__THE TASK__: Every line of the data that contains the string "maps" must be copied.

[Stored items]
○ ○ ○ ○ ○ ○ ○
Issue #4140, opened 2021-03-05
Add support for named arguments in Select


ratanphayade:
## GORM Playground Link
https://github.com/go-gorm/playground/pull/294

## Description

While using the `Where` condition we can use named arguments but the same is not true for `Select`.  This brings inconsistency in the usage of APIs. Currently `Select` only handle `?` as placeholders 
https://github.com/go-gorm/gorm/blob/a948c846071f7e4fd264c6a95a81a0ef04293a28/chainable_api.go#L95-L100

With named arguments, we can also allow the consumer to write queries like below
```go
           DB.Model(user).
		Select("sum( if( created_at >= @rangeOneStart AND created_at < @rangeOneEnd, 1, 0 )) as range_one, "+
			"sum( if( created_at >= @rangeTwoStart AND created_at < @rangeTwoEnd, 1, 0 )) as range_two",
		sql.Named("rangeOneStart", rangeOneStart),
		sql.Named("rangeOneEnd", rangeOneEnd),
		sql.Named("rangeTwoStart", rangeTwoStart),
		sql.Named("rangeTwoEnd", rangeTwoEnd)).
		Where("created_at >= @startTime", sql.Named("startTime", rangeTwoStart)).
		Where("created_at< @endTime", sql.Named("endTime", rangeTwoEnd)).
		Scan(&result).Error
```

Using named argument will help improve readability and help write complex queries

PR #4142, opened 2021-03-05
support named params in Select API 

ratanphayade:
- [x] Do only one thing
- [x] Tested

Adds support for named argument In Select API

### User Case Description

refer: issue https://github.com/go-gorm/gorm/issues/4140


daheige:
After reading your adjustments, it is true that for functional design, try to maintain the KISS single design principle. Give you a thumbs up, great job.

PR #4149, opened 2021-03-06
for Config.cacheStore store PreparedStmtDB key

daheige:
It is used to store the key stored in Config.cacheStore. It is recommended to use a constant. If you need to change, you can use var to modify.


daheige:

PR #4151, opened 2021-03-06
invalid db error and value and invalid value length error refactor.

daheige:
invalid db error
invalid value and invalid value length error


daheige:

PR #6502, opened 2023-08-04
fix(clause): clause equal empty array

whcao:
- [ ] Do only one thing
- [ ] Tested

when the value of `clause.Eq` is an empty array, the SQL should be `IN (NULL)`

### User Case Description
CASE: `clause.Eq{Column: column, Value: []string{}}`
ERROR: syntax error at or near \")\" (SQLSTATE 42601)

### DIFF
--- a/clause/expression.go
+++ b/clause/expression.go
@@ -246,15 +246,19 @@ func (eq Eq) Build(builder Builder) {
 
 	switch eq.Value.(type) {
 	case []string, []int, []int32, []int64, []uint, []uint32, []uint64, []interface{}:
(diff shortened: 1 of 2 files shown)


jinzhu:
Hi @whcao 

Thank you for your PR, `NOT IN (NULL)` will match nothing, so we want to raise this case as an error to avoid misunderstanding.

jinzhu:
Maybe we can only change the `Eq` expression, which looks good to me and it don't cause the misunderstanding.

Would you mind to create another pull request?

PR #6540, opened 2023-08-23
Fix handling of unknown column types

looi:
- [x] Do only one thing
- [x] Tested

When using the go clickhouse driver, scanning into sql.RawBytes is not supported for most columns. I think the database/sql standard only [guarantees](https://pkg.go.dev/database/sql#Rows.Scan) that all columns can be converted to *interface{}, not RawBytes, so gorm should not make this assumption.

This issue doesn't affect most drivers like sqlite, mysql, postgres, but it does affect clickhouse. The following test will pass once this change is merged: https://github.com/go-gorm/clickhouse/pull/128

### DIFF
--- a/scan.go
+++ b/scan.go
@@ -257,9 +257,11 @@ func Scan(rows Rows, db *DB, mode ScanMode) {
 								continue
 							}
 						}
-						values[idx] = &sql.RawBytes{}
+						var val interface{}
+						values[idx] = &val
 					} else {
-						values[idx] = &sql.RawBytes{}
+						var val interface{}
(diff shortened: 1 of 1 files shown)


jinzhu:
This might broken query with maps? 

If it is possible to make the clickhouse driver support sql.RawBytes, I think this might be a better solution?

looi:
Why should it break maps? I think any driver would be happy to scan a map into interface{}?

looi:
I don't think changing the clickhouse driver is the right solution because the clickhouse driver isn't violating the spec

PR #6579, opened 2023-09-06
Update from

FrancoLiberali:
- [x] Do only one thing
- [x] Tested

To demonstrate that the changes in the following pull requests make sense:
https://github.com/go-gorm/sqlserver/pull/115, https://github.com/go-gorm/sqlite/pull/166, https://github.com/go-gorm/postgres/pull/213

Add a test to show that "update from" is possible without making changes to the code (by adding the clause.From manually).

This test will not work until the new versions of the dialectors are used. I don't know what flow you follow to make this update.

### User Case Description

Add an EXISTS condition to an UPDATE in a simpler way:

UPDATE table_name_1
SET attribute = "value"
FROM table_name_2
WHERE table_name_2.table_1_id = table_name_1.id

This is equivalent to:

UPDATE table_name_1
SET attribute = "value"
WHERE EXISTS (select 1 FROM table_name_2 WHERE table_name_2.table_1_id = table_name_1.id)

### DIFF
--- a/tests/update_test.go
+++ b/tests/update_test.go
@@ -882,3 +882,52 @@ func TestSaveWithHooks(t *testing.T) {
 		t.Errorf(`token content should be "token2_encrypted", but got: "%s"`, o2.Token.Content)
 	}
 }
+
+// only postgres, sqlserver, sqlite support update from
+func TestUpdateFrom(t *testing.T) {
+	if DB.Dialector.Name() != "postgres" && DB.Dialector.Name() != "sqlite" && DB.Dialector.Name() != "sqlserver" {
+		return
+	}
+
+	users := []*User{
+		GetUser("update-from-1", Config{Account: true}),
+		GetUser("update-from-2", Config{Account: true}),
+		GetUser("update-from-3", Config{}),
+	}
+
+	if err := DB.Create(&users).Error; err != nil {
+		t.Fatalf("errors happened when create: %v", err)
+	} else if users[0].ID == 0 {
+		t.Fatalf("user's primary value should not zero, %v", users[0].ID)
+	} else if users[0].UpdatedAt.IsZero() {
+		t.Fatalf("user's updated at should not zero, %v", users[0].UpdatedAt)
+	}
+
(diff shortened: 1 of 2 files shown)


tests/update_test.go
```diff
@@ -882,3 +882,52 @@ func TestSaveWithHooks(t *testing.T) {
 		t.Errorf(`token content should be "token2_encrypted", but got: "%s"`, o2.Token.Content)
 	}
 }
+
+// only postgres, sqlserver, sqlite support update from
+func TestUpdateFrom(t *testing.T) {
```
jinzhu, line 887: the test failed when running all test cases

FrancoLiberali: @jinzhu It seems that the problem is not these tests, but the new versions of the drivers that were taged and are used to run the tests in the ci (in master the tests passed because the ci was run before the new tags were created). For the postgree driver the v1.5.3 tag was created but the tests do not pass using this version (they do not pass because of the changes in the commit https://github.com/go-gorm/postgres/commit/7ba909e839c99062711d10be7f1a03f19f8d9694 specifically). In the same way, in the mysql driver the v1.5.2 tag was created but the tests don't pass since the changes of the commit https://github.com/go-gorm/mysql/commit/2a61ba01095c98f4610c8d841050ec39c04b7ea2. In my fork (https://github.com/ditrit/gorm) you can see the master tests do not pass with the new driver tags

a631807682: @FrancoLiberali The test failure has nothing to do with this PR. You seem to have investigated the cause of the failure. Are you interested in creating other PRs to fix it?

FrancoLiberali: @a631807682 To be honest, I only ran the tests on the different driver's commits to find out from which one the tests don't work, but I don't know what is the purpose of the changes in those commits to fix the generated problems

haihanj:
Is it possible you can write some sample code how to translate this SQL sentence into GORM?

FrancoLiberali:
@haihanj As you can see in the added tests, the way is to add the From clause manually:

`DB.Model(&User{}).Clauses(clause.From{Tables: []clause.Table{{Name: "accounts"}}}).Where("accounts.user_id = users.id AND accounts.number = ? AND accounts.deleted_at IS NULL", users[0].Account.Number).Update("name", "franco")`

I hope this is helpful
○ ○ ○ ○ ○ ○ ○
__FINISHED EXERCISE__:
This might broken query with maps? 
Why should it break maps? I think any driver would be happy to scan a map into interface{}?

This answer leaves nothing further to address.